The Twelfth Battle of Isonzo / Judith: A Parting From The Body

Howard Barker
REND Productions
Arcola Theatre (Studio 2)

Emily Loomes as Tenna in The Twelfth Battle of Isonzo Credit: Nick Rutter
Kristin Hutchinson as the Servant, Catherine Cusack as Judith and Liam Smith as Holofernes in Judith: A Parting of the Body Credit: Nick Rutter

Commendations to REND Productions for mounting this double bill. Short plays are today often offered as stand-alone presentations and it is good to see a company following an older tradition of pairing (if not tripling) one act plays to makeup a full-length programme.

Here they offer the London première of one of Howard Barker’s more difficult plays (first staged in Dublin in 2001 directed by the author) coupled with his more accessible and better know Judith, which has been called his masterpiece.

The Twelfth Battle of Isonzo

The 12th Battle of Isonzo took place in Slovenia close to the Isonzo River in 1917 when the Austrian army attacked the Italian frontline using gas. For the Italians, it was a humiliating defeat, the greatest in their history; in this play, Isonzo becomes a character and the defeat would appear to be his.

First produced in Dublin in 2001, directed by the author, this production is its London première. It presents a 17-year-old girl on the day of her marriage to a very old man embarking upon his twelfth and presents their verbal and psychological power struggle exploring concepts of lust and intimacy and the anticipation of sex.

Director Robyn Winfield-Smith has chosen to present it almost entirely in darkness, the audience listening for over an hour on headphones to three-dimensional audio. There is sound logic behind that for both the protagonists are blind and with the main action consisting of the bride undressing on the instruction of the bridegroom.

Denying spectators vision both puts them in the place of the characters and avoids any presentational difficulties in showing nudity and performing a sexual encounter that is very explicit.

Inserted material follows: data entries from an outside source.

PR #5825, opened 2024-06-18
Auto-disable JobButton/JobHook/ScheduledJob when a Job is uninstalled, and other fixes

### LINKED ISSUE #5550: Jobs from Git Repository not being registered
### Environment
* Nautobot version (Docker tag too if applicable): v2.1.9
* Python version: 3.11.8
* Database platform, version: Postgres 15.5
* Middleware(s): N/A

### Steps to Reproduce
1. Define a job that has been tested in $JOBS_ROOT and move it to a Git Repository under the root folder /jobs/
2. Define __init__.py files and import the relevant job `from . import example_job`
3. Sync Git repository containing jobs and validate job has been modelled.
4. Trigger job hook (from model update)

### Expected Behavior
The job is created/updated in Nautobot and available (installed). When an object is modified that triggers the related Job Hook, the job is executed. 

### Observed Behavior
The job is successfully created and installed and in the UI we can see the Module, Job Class and Class Path are all present, however when the job is executed, a traceback is raised stating the job has not been registered.

image

image

Additionally, running the post_upgrade CLI command removes the job from the list of installed jobs.

glennmatthews:
# Closes #5550 
# What's Changed

- Add `JobButton.enabled` flag, similar to what `JobHook` and `ScheduledJob` already have. When set to False, this JobButton will not be rendered.
- When a Job changes from `installed=True` to `installed=False`, update any associated JobButton, JobHook, and ScheduledJob records to `enabled=False`. (This should address the symptoms reported in #5550)
- As additional safety, when enqueuing JobHooks, in addition to skipping any that are already `enabled=False` (existing logic), additionally do not enqueue any for which the associated Job record is `enabled=False` or `installed=False` or for which the underlying Job class cannot be found.
- Add support in our GitRepository model and helper classes to specify a `branch` that is actually a tag or a commit hash.
- Refactor `test_datasources.py` to create (via new `git_helper.py` utility and files in `git_data/`) and use a temporary but "real" Git repository as the "remote", instead of mocking out all calls to `GitRepo.checkout` to fake Git operations.
    - This SHALL NOT be taken as support for `file://` strings for `remote_url`, _except_ in this narrow testing scenario; form and model validation on `GitRepository` will normally still enforce either `http://` or `https://` only.
- Augment `test_datasources.py` to test the fix for #5550.
- Fix a couple of bugs that I encountered along the way:
    - When resyncing a repository and the new repo contents *completely lack* a `config_contexts` or `export_templates` directory, faulty logic flow meant we wouldn't delete such records previously sourced from the repository
    - When resyncing a repository with *substantial* changes from the last sync, the Git CLI output could include lines with multiple tabs such as `R100        file1.py        file2.py`, which would cause an exception to be thrown by `swap_status_initials` incorrectly assuming that a single tab would be the only one present.

# TODO

- [x] Unit, Integration Tests


nautobot/core/utils/git.py
```diff
@@ -34,8 +35,8 @@
 
 def swap_status_initials(data):
     """Swap Git status initials with its equivalent."""
-    initial, text = data.split("\t")
-    return GitDiffLog(status=GIT_STATUS_MAP.get(initial), text=text)
+    initial, text = data.split("\t", 1)
+    return GitDiffLog(status=GIT_STATUS_MAP.get(initial[0]), text=text)
```
glennmatthews, line 39: GIT_STATUS_MAP uses only single characters (`"R"`) but in some cases `initial` could also include a confidence percentage, e.g. `"R100"`

nautobot/extras/datasources/git.py
```diff
@@ -224,126 +224,127 @@ def refresh_git_config_contexts(repository_record, job_result, delete=False):
 def update_git_config_contexts(repository_record, job_result):
     """Refresh any config contexts provided by this Git repository."""
     config_context_path = os.path.join(repository_record.filesystem_path, "config_contexts")
-    if not os.path.isdir(config_context_path):
-        return
-
     managed_config_contexts = set()
     managed_local_config_contexts = defaultdict(set)
 
-    # First, handle the "flat file" case - data files in the root config_context_path,
```
glennmatthews, line 233: The diffs here are messy but it's mostly just an indentation change, from:

```
if not os.path.isdir(config_context_path):
    return
# add/update contexts
# remove stale contexts - whoops, we need to do this even if it isn't a directory!
```

to

```
if os.path.isdir(config_context_path):
    # add/update contexts
# remove stale contexts regardless
```

nautobot/extras/datasources/git.py
```diff
@@ -599,39 +600,38 @@ def refresh_git_config_context_schemas(repository_record, job_result, delete=Fal
 def update_git_config_context_schemas(repository_record, job_result):
     """Refresh any config context schemas provided by this Git repository."""
     config_context_schema_path = os.path.join(repository_record.filesystem_path, "config_context_schemas")
-    if not os.path.isdir(config_context_schema_path):
-        return
 
     managed_config_context_schemas = set()
 
-    for file_name in os.listdir(config_context_schema_path):
```
glennmatthews, line 607: Same indentation change here resulting in messy diffs.

nautobot/extras/forms/forms.py
```diff
@@ -1013,6 +1013,10 @@ class JobHookForm(BootstrapMixin, forms.ModelForm):
     content_types = MultipleContentTypeField(
         queryset=ChangeLoggedModelsQuery().as_queryset(), required=True, label="Content Type(s)"
     )
+    job = DynamicModelChoiceField(
+        queryset=Job.objects.filter(is_job_hook_receiver=True),
+        query_params={"is_job_hook_receiver": True},
+    )
```
glennmatthews, line 1019: We were missing this (and the similar addition below) which resulted in the form using the default (server-side-rendered) form field instead.

nautobot/extras/tests/test_git.py
glennmatthews, line 1: This was broken by the changes in `diff_remote()`, and IMHO its functionality is covered by the `test_git_dry_run` test case in test_datasources.py.

nautobot/extras/forms/forms.py
```diff
@@ -1013,6 +1013,10 @@ class JobHookForm(BootstrapMixin, forms.ModelForm):
     content_types = MultipleContentTypeField(
         queryset=ChangeLoggedModelsQuery().as_queryset(), required=True, label="Content Type(s)"
     )
+    job = DynamicModelChoiceField(
+        queryset=Job.objects.filter(is_job_hook_receiver=True),
```
HanlinMiao, line 1017: This is the only case I have seen that we needed `.filter` on the `queryset=` argument. I think the `query_params` is sufficient to filter the choices for this field. Do double check me

nautobot/extras/forms/forms.py
```diff
@@ -1180,14 +1184,19 @@ class JobButtonForm(BootstrapMixin, forms.ModelForm):
             api_url="/api/extras/content-types/",
         ),
     )
+    job = DynamicModelChoiceField(
+        queryset=Job.objects.filter(is_job_button_receiver=True),
```
HanlinMiao, line 1188: Same comment as above

nautobot/extras/models/jobs.py
```diff
@@ -363,6 +382,9 @@ def clean(self):
         if not self.type_create and not self.type_delete and not self.type_update:
             raise ValidationError("You must select at least one type: create, update, and/or delete.")
 
+        if self.enabled and not (self.job.installed and self.job.enabled):
+            raise ValidationError({"enabled": "The selected Job is not installed and enabled"})
```
HanlinMiao, line 386: Would this be:
```suggestion
            raise ValidationError({"enabled": "The selected Job is not installed or not enabled"})
```

nautobot/extras/models/jobs.py
```diff
@@ -817,6 +841,12 @@ class Meta:
     def __str__(self):
         return self.name
 
+    def clean(self):
+        super().clean()
+
+        if self.enabled and not (self.job.installed and self.job.enabled):
+            raise ValidationError({"enabled": "The selected Job is not installed and enabled"})
```
HanlinMiao, line 848: Same comment as above

nautobot/extras/models/jobs.py
glennmatthews: I'm fine either way on this one.

HanlinMiao (approved):

nautobot/core/utils/git.py
```diff
@@ -93,69 +94,140 @@ def checkout(self, branch, commit_hexsha=None):
...
+        If `commit_hexsha` is specified and `branch` is either a tag or a commit identifier, they must match.
+        If `commit_hexsha` is specified and `branch` is a branch name, it must contain the specified commit.
+
         Returns:
-            (str, bool): commit_hexsha the repo contains now, whether any change occurred
+            (str, bool): commit_hexsha the repo contains now, and whether any change occurred
         """
         # Short-circuit logic - do we already have this commit checked out?
-        if commit_hexsha and commit_hexsha == self.head:
+        if commit_hexsha and self.head.startswith(commit_hexsha):
```
gsnider2195, line 108: Might be a good idea to write a utility function compare possible git hexsha strings:
```py
def compare_git_hexsha(str1, str2):
    if not set(str1).issubset(string.hexdigits) or not set(str1).issubset(string.hexdigits):
        return False
    if str1 == str2:
        return True
    if len(str1) > 6 and str2.startswith(str1):
        return True
    if len(str2) > 6 and str1.startswith(str2):
        return True
    return False
```

gsnider2195: https://git-scm.com/book/en/v2/Git-Tools-Revision-Selection#_short_sha_1

nautobot/core/utils/git.py
```diff
@@ -93,69 +94,140 @@ def checkout(self, branch, commit_hexsha=None):
...
+                        f" If this is a new repo, please add a commit before syncing. {git_error}"
+                    )
+
+            logger.info("Checking out latest commit on branch %s...", branch)
+            branch_head.checkout()
+            # No specific commit hash was given, so make sure we get the latest from origin
+            # We would use repo.remotes.origin.pull() here, but that will fail in the case where someone has
+            # force-pushed to the upstream repo since the last time we did a pull. To be safe, we reset instead.
+            self.repo.head.reset(f"origin/{branch}", index=True, working_tree=True)
+            logger.info(f"Latest commit on branch `{branch}` is `{self.head}`")
```
gsnider2195, line 168:
```suggestion
            logger.info("Latest commit on branch `%s` is `%s`", branch, self.head)
```

nautobot/core/utils/git.py
```diff
@@ -93,69 +94,140 @@ def checkout(self, branch, commit_hexsha=None):
...
-        try:
-            self.repo.remotes.origin.refs[branch]
-        except IndexError as git_error:
-            logger.error(
-                "Branch %s does not exist at %s. %s", branch, next(iter(self.repo.remotes.origin.urls)), git_error
-            )
+        # Is `branch` actually a branch, a tag, or a commit? Heuristics:
+        is_branch = branch in self.repo.remotes.origin.refs
+        is_tag = branch in self.repo.tags
+        maybe_commit = set(branch).issubset(string.hexdigits)
```
gsnider2195, line 208: Good candidate for a helper function?

nautobot/core/utils/git.py
glennmatthews: `self.head` should always be the full non-abbreviated commit hash, so I think the current implementation is fine? Not sure what the more complex utility function would gain us here.

nautobot/extras/tests/test_datasources.py
```diff
@@ -341,8 +234,7 @@ def create_empty_repo(path, url):
                     (job_result.result, list(job_result.job_log_entries.values_list("message", "log_object"))),
                 )
                 self.repo.refresh_from_db()
-                self.assertEqual(self.repo.current_head, self.COMMIT_HEXSHA, job_result.result)
-                MockGitRepo.assert_called_with(os.path.join(tempdir, self.repo.slug), "http://localhost/git.git")
+                # self.assertEqual(self.repo.current_head, self.COMMIT_HEXSHA, job_result.result)
```
gsnider2195, line 237: No longer needed?

glennmatthews: yeah, since we're not mocking the repo creation now, we don't have a well-known sha to compare the head against. I suppose we could grab the sha from the other repo and compare it - think that'd be worthwhile?

gsnider2195: The job log entry lookup below seems to be sufficient for testing this. We can probably just remove this assertion

nautobot/extras/tests/git_helper.py
```diff
@@ -0,0 +1,51 @@
...
+from git import Repo
+
+logger = logging.getLogger(__name__)
+
+
+SOURCE_DIR = os.path.join(os.path.dirname(__file__), "git_data")
+
+
+def create_and_populate_git_repository(target_path):
+    """Main entry point to this script."""
```
gsnider2195, line 18: A short summary of what this is doing would be good here for when someone is trying to troubleshoot failing tests

gsnider2195 (approved):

The dimly-lit figure of the bride is centre stage as the audience enter, seated on a slightly raised podium surrounded by outward facing lamps whose dazzle puts everything else behind them into darkness. Gregory Batsleer’s music is already playing on the headphones. Then all is darkness until moments before the play ends.

The spacial effects of the recording are extremely effective as voices move far and distant around and behind you, a narrator whispering an occasional few words describing action (though not all in the script). It is an impressive audio experience but its incomprehensibility makes it seem very long.

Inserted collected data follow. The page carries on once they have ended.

PR #5829, opened 2024-06-20
MetadataType UI and docs

### LINKED ISSUE #5663: Metadata type model
Create a new model for representing the type of a metadata instance. This will be very similar in nature to custom fields types and in fact will likely share some of the same internals. Core provided types will include:

- DateTime
- Date
- Text
- Selection
- Multi selection
- JSON
- URL
- Integer
- Boolean
- Markdown

Other fields:
- name
- description

Note that datatime does not exist as a custom field type. We may add it as a part of this work.

For metadata specifically, we need to also support Contacts as a type.

glennmatthews:
# Closes #5663 
# What's Changed

Implement MetadataTypeUIViewSet, patterned closely after the (non-UIViewSet) UI for CustomField definition.

# Screenshots

image

image

image

image

# TODO

- [x] Unit, Integration Tests


nautobot/docs/user-guide/platform-functionality/metadata.md
```diff
@@ -1,3 +1,28 @@
...
+
+### The `MetadataChoice` model
+
+If you define a Metadata Type with a `data_type` of "selection" or "multiple selection", you must also define one or more `MetadataChoice` records to define the set of values that can be selected from. Each choice applies to a specific Metadata Type, has a distinct `value`, and has a `weight` that can be set to influence the ordering among all choices within a given type.
+
+### The `ObjectMetadata` model
+
+Once you have defined appropriate `MetadataType` and `MetadataChoice` records, you can then define actual object metadata making use of these.
+
 TODO
```
gsnider2195, line 28: Is there more documentation needed here?

glennmatthews: For the actual ObjectMetadata model once it's implemented, I expect so.

itdependsnetworks:
We already have a `metadata` sub menu under `Organization`, is this going to cause confusion?

glennmatthews:
> We already have a `metadata` sub menu under `Organization`, is this going to cause confusion?

Probably. Would be good to come up with a better name for the organization submenu but I don't think we've been able to agree on one yet.

nautobot/extras/forms/forms.py
```diff
@@ -1235,6 +1241,72 @@ class JobButtonFilterForm(BootstrapMixin, forms.Form):
...
+            "data_type",
+            "content_types",
+            "tags",
+        )
+
+    def __init__(self, *args, **kwargs):
+        super().__init__(*args, **kwargs)
+
+        if self.instance and self.instance.present_in_database:
+            self.fields["data_type"].widget.attrs["readonly"] = True
```
gsnider2195, line 1285: This doesn't seem to be working properly for me. The widget is greyed out but I can still click on it and change the value.

nautobot/extras/templates/extras/metadatatype_create.html
```diff
@@ -0,0 +1,91 @@
...
+    <div class="panel panel-default">
+        <div class="panel-heading"><strong>Assignment</strong></div>
+        <div class="panel-body">
+            {% render_field form.content_types %}
+        </div>
+    </div>
+    <div class="panel panel-default">
+        <div class="panel-heading"><strong>Choices</strong></div>
+        <div class="panel-body">
+            {% if choices.errors %}
```
gsnider2195, line 23: I'm seeing this show up when there is an error in a different field.

image

nautobot/extras/templates/extras/metadatatype_create.html
```diff
@@ -0,0 +1,91 @@
...
+        </div>
+    </div>
+    <div class="panel panel-default">
+        <div class="panel-heading"><strong>Assignment</strong></div>
+        <div class="panel-body">
+            {% render_field form.content_types %}
+        </div>
+    </div>
+    <div class="panel panel-default">
+        <div class="panel-heading"><strong>Choices</strong></div>
```
gsnider2195, line 21: It's not really clear that choices are only relevant for the "select" and "multiselect" data types. Perhaps this would help? I would prefer if this entire panel only showed up when those types are selected but may be out of scope for this issue.

```suggestion
        <div class="panel-heading"><strong>Choices (select and multiselect data types)</strong></div>
```

nautobot/extras/forms/forms.py
glennmatthews: Interesting. This was a copy/paste from the CustomField form, so it's probably an issue there too. I'll look into it.

glennmatthews:
> My vote would be to keep it under organization for now, and can re-think the whole thing in 3.0.

I'd personally prefer to keep this model under Extensibility as that's where it belongs. Tags/statuses/roles really should be considered "data" not "metadata", and grouping this model with them is IMO misleading as to both its nature and purpose.

nautobot/extras/templates/extras/metadatatype_create.html
glennmatthews: Another copy-paste from custom fields, will investigate.

glennmatthews: Fixed:

image

gsnider2195:
I don't know if this is worth chasing down but I'm seeing an incorrect error message under the choices when I try to create a metadata type with choices, then try to go back and resubmit the same form:

image

glennmatthews:
> I don't know if this is worth chasing down but I'm seeing an incorrect error message under the choices when I create a metadata type with choices, then try to go back and resubmit the same form:

I noticed that too. Somehow it's getting confused by the fact that the instance creation is failing due to a uniqueness violation, but then it's trying to attach the choices to the instance that it failed to create. Mind if we treat that as a lower priority followup item?

gsnider2195:
> > I don't know if this is worth chasing down but I'm seeing an incorrect error message under the choices when I create a metadata type with choices, then try to go back and resubmit the same form:
> 
> I noticed that too. Somehow it's getting confused by the fact that the instance creation is failing due to a uniqueness violation, but then it's trying to attach the choices to the instance that it failed to create. Mind if we treat that as a lower priority followup item?

Yeah I don't think that's a blocker

gsnider2195 (approved):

It isn’t just that Barker’s text is very demanding but the delivery, which reflects his verse forms, is frequently rapid, moves so suddenly from shouting to murmurs and is so sharply punctuated that sense become elusive.

Nicholas Le Prevost, as Isonzo, is clearly spoken and hypnotically interesting but sometimes more mesmeric than comprehensible and Emily Loomes, as the girl Tenna, swamped by atmospheric echo and changing pitch word by word sometimes sounds like a consonant-less operatic diva, words simply sounds and, set more distant, sometimes almost inaudible (unless that was a headphone misbalance).

The ability to follow what is happening is only intermittent, understanding even more distant.

Judith: A Parting From The Body

This is the biblical Judith, the Israelite widow who beheaded the Assyrian general Holofernes, her story given a radical rethinking by Barker.

Director Robyn Winfield-Smith doesn’t hide the violence of this play in darkness. She has directed it before (at the Cock Tavern in 2011) with the same leading actors and with designer Rosanna Vize again presents it with a row of modelled heads placed below a sword in its scabbard displayed more as symbols than as setting.

The costume is almost modern with the General in a waistcoat, Judith in trailing evening dress and the servant who attends her in conventional peasant costume.

As Holofernes, in his tent awaiting a woman for the night before a major battle, Liam Smith gives him no military swagger. If he is cruel, it shows more in his lack of emotion even as begins to talk of death, for there is going to be a major battle tomorrow which will decide the fate of Israel.

Judith talks of death too, as her servant tells him. She has her own intentions. Catherine Cusack gives her a patrician confidence, but, undermined by the situation, balks at the instruction to undress.

Although Holofernes arrogantly issues orders, he speaks openly and frankly. Half-dressed, Judith finds he is not the man that she expected. She is attracted and not just by their intellectual exchanges.

Judith has a choice between answering her personal needs or her ideological intentions and Barker shows the way in which violence breeds violence not in conventional revenge but in what it does to the killer, however idealistic their intention. This is about the cost of war and more.

Cusack and Liam eschew obvious histrionics to deliver an attention compelling confrontation and Kristin Hutchinson as the outspoken servant adds caustic commentary in another well-judged performance.

After the demands made by the first play, this Judith is a production given clarity.

If you have questions about Howard Barker’s work, there is an opportunity to ask them at an interview with the dramatist and a Q & A session before the performance on 2 December between 7:00 and 7.30PM. There is also a post-show discussion with the cast and director on 7 December.